Excessive memory consumption on backup of large repositories
What happened:
Running n3dr repositories --backup --directory-prefix /backup-to command inside an pod in OpenShift to backup Nexus3 with a number of large repositories causes excessive memory consumption. Possibly a memory leak. Setting GOMEMLIMIT enviroment variable doesn't affect memory consumption in any way.
A picture worth of a thousand words:

At first the n3dr pod was launched with 4Gi, then 8Gi, then 16Gi, and at last with 32Gi. The result is always the same - the pod is killed with OOM within a couple of hours (sometimes faster) leaving backup unfinished.
What you expected to happen: Reasonable memory consumption.
How to reproduce it (as minimally and precisely as possible): Not sure, but a Nexus3 repo with 250k-300k of blobs might do the trick.

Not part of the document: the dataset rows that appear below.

PR #1537, opened 2025-11-24
feat: allow participants to withdraw their update vote

### LINKED ISSUE #1421: mpc contract: allow participants to remove update votes
### Background

Currently, we do not allow participants to withdraw a vote for an update.

### User Story

as a node operator, I want the ability to remove a vote for an update

### Acceptance Criteria

The smart contract exposes an endpoint that allows the removal of an update vote.

_No response_

kevindeforth:
resolves #1421

### DIFF
--- a/crates/contract/src/lib.rs
+++ b/crates/contract/src/lib.rs
@@ -981,7 +981,7 @@ impl MpcContract {
     }
 
     /// Removes an update vote by the caller
-    /// panics if the account is not in a running state or if the caller is not a participant
+    /// panics if the contract is not in a running state or if the caller is not a participant
     pub fn remove_update_vote(&mut self) {
         log!("remove_update_vote: signer={}", env::signer_account_id(),);
         let ProtocolContractState::Running(_running_state) = &self.protocol_state else {
@@ -1664,6 +1664,7 @@ mod tests {
     use near_sdk::{test_utils::VMContextBuilder, testing_env, NearToken, VMContext};
     use primitives::key_state::{AttemptId, KeyForDomain};
     use rand::seq::SliceRandom;
+    use rand::SeedableRng;
     use rand::{rngs::OsRng, RngCore};
     use rand_core::CryptoRngCore;
     use sha2::{Digest, Sha256};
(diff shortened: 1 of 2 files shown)


crates/contract/src/lib.rs
```diff
@@ -1652,6 +1663,7 @@ mod tests {
     };
     use near_sdk::{test_utils::VMContextBuilder, testing_env, NearToken, VMContext};
     use primitives::key_state::{AttemptId, KeyForDomain};
+    use rand::seq::SliceRandom;
```
gilcu3: nice! never seen that one before

crates/contract/src/lib.rs
```diff
@@ -2950,4 +2962,90 @@ mod tests {
...
+            );
+        }
+    }
+
+    #[test]
+    #[should_panic(expected = "not a voter")]
+    fn test_remove_update_vote_panics_if_non_voter() {
+        let running_state = gen_running_state(2);
+        let protocol_contract_state = ProtocolContractState::Running(running_state);
+        let mut contract = MpcContract::new_from_protocol_sate(protocol_contract_state);
```
gilcu3: not introduced in this PR, but if it does not break API, we should:
```suggestion
        let mut contract = MpcContract::new_from_protocol_state(protocol_contract_state);
```

crates/contract/src/lib.rs
```diff
@@ -2950,4 +2962,90 @@ mod tests {
...
+
+    #[test]
+    pub fn test_remove_update_vote_running() {
+        let running_state = gen_running_state(2);
+        let participants = running_state.parameters.participants().clone();
+        let protocol_contract_state = ProtocolContractState::Running(running_state);
+        let mut contract = MpcContract::new_from_protocol_sate(protocol_contract_state);
+        let expected = propose_and_vote_code(0, &mut contract);
+        for (account_id, _, _) in participants.participants() {
+            contract
```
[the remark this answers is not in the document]
kevindeforth: > does the contract hash direct vote command?
> e.g contract.vote(..) - is yes, better use it directly.

I might be misunderstanding the question - are you asking if the contract has a direct "vote" command, and suggesting I should use that instead?

If so, then I disagree - the contracts `vote` endpoint is a much more complex function and would require additional test logic. This is a unit test supposed to test `remove_vote` only - it's generally preferred to isolate tested code as much as possible (which, this test is already not doing that great of a job at).

PR #1539, opened 2025-11-24
fix: use correct nearcore commit in submodule

gilcu3:
Follow up to #1525


barakeinav1:
changes seem fine. thanks.
one question - when I open the "files changed" tab, I don't see the 2 files open as am used to.
but rather need to press the files in order to open them. 
is this since this is a submodule ?

image

gilcu3:
> changes seem fine. thanks. one question - when I open the "files changed" tab, I don't see the 2 files open as am used to. but rather need to press the files in order to open them. is this since this is a submodule ?
> 

yes, that's the only way with submodules. One thing I learned today is that if you click on the "2 files" link, you can actually see what's the commit the submodule is using now.

image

Anything else we need to know?: The n3dr image in build from the 7.0.1 release code. Both Nexus3 pod and n3dr pod are placed in the same namespace, the Nexus3 RestAPI is accessed using local address (http://nexus:8081). The OpenShift is deployed onto AWS, the /backup-to folder is mapped to AWS EFS file system.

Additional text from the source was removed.